Aim of the task: Return the run of lines below that opens with the line containing "I'm not sure, to" and closes with the line containing "Awesome, thanks @carpodaster", keeping each one exact.

Available records:
= = = = =

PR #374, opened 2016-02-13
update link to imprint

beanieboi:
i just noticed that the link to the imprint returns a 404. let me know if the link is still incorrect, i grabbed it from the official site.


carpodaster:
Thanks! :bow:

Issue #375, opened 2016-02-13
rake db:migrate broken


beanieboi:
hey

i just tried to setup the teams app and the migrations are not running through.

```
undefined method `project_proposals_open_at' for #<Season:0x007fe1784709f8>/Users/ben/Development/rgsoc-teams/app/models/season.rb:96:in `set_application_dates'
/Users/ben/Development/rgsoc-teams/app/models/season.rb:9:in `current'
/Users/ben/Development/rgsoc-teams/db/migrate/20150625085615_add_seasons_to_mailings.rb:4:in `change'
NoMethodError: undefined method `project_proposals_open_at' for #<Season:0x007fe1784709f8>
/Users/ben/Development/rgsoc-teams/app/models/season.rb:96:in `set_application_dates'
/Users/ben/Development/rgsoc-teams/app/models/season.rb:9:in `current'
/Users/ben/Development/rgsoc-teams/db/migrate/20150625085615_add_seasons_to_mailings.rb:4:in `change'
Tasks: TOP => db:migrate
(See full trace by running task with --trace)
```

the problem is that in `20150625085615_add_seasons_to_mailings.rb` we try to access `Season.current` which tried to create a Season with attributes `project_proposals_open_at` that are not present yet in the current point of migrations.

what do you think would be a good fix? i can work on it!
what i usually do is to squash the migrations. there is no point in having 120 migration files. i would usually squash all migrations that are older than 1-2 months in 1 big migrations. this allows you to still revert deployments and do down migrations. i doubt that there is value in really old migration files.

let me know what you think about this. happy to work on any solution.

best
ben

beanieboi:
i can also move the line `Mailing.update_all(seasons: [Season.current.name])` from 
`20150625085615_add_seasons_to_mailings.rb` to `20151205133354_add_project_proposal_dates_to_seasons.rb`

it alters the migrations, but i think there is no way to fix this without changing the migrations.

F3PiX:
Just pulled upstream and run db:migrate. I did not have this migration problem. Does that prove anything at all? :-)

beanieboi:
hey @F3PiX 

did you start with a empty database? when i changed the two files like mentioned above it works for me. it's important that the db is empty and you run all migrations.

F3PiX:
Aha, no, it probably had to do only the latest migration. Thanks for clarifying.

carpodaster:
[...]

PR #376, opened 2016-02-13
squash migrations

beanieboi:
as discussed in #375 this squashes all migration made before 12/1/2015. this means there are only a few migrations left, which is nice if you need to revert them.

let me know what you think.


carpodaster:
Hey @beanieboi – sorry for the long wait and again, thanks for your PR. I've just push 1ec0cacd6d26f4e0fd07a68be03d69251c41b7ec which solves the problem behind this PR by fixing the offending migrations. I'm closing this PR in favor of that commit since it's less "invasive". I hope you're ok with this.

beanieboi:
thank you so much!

= = = = =

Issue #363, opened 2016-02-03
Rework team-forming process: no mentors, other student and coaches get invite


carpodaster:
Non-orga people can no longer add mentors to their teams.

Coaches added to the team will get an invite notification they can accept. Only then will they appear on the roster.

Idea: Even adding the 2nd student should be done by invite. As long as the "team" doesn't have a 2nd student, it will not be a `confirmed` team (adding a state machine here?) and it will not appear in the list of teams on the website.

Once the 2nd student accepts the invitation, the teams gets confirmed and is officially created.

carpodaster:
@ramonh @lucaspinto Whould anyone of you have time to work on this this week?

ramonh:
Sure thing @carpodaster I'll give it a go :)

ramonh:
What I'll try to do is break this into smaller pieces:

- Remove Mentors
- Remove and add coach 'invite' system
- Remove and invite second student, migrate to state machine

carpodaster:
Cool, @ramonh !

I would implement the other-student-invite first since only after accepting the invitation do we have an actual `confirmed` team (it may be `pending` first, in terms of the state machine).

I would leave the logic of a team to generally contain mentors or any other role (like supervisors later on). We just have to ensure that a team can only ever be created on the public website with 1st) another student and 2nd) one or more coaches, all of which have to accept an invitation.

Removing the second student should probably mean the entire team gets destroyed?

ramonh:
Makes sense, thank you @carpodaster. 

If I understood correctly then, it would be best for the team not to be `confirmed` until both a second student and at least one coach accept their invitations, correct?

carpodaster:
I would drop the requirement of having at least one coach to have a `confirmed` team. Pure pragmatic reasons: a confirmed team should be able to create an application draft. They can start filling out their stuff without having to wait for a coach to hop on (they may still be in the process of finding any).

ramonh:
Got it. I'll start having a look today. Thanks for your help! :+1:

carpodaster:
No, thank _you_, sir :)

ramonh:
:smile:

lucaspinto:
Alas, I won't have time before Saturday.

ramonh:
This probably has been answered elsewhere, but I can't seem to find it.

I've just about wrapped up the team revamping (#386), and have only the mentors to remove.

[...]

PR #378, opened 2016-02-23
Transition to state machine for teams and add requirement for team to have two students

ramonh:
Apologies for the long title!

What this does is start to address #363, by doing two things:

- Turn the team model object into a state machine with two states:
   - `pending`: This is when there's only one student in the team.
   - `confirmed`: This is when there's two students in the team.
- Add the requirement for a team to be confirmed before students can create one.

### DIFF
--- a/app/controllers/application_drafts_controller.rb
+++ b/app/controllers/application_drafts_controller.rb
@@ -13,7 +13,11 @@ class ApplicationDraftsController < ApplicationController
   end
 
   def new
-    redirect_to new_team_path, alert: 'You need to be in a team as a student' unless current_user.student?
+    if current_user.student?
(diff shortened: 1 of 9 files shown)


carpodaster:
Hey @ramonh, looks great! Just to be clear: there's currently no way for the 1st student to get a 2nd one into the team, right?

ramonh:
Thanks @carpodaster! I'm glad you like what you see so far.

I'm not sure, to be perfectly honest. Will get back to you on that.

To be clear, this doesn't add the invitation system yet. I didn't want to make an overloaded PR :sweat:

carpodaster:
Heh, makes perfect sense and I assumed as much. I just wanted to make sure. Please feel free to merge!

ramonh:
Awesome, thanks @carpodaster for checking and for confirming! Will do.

= = = = =

Finished exercise:
I'm not sure, to be perfectly honest. Will get back to you on that.

To be clear, this doesn't add the invitation system yet. I didn't want to make an overloaded PR :sweat:

carpodaster:
Heh, makes perfect sense and I assumed as much. I just wanted to make sure. Please feel free to merge!

ramonh:
Awesome, thanks @carpodaster for checking and for confirming! Will do.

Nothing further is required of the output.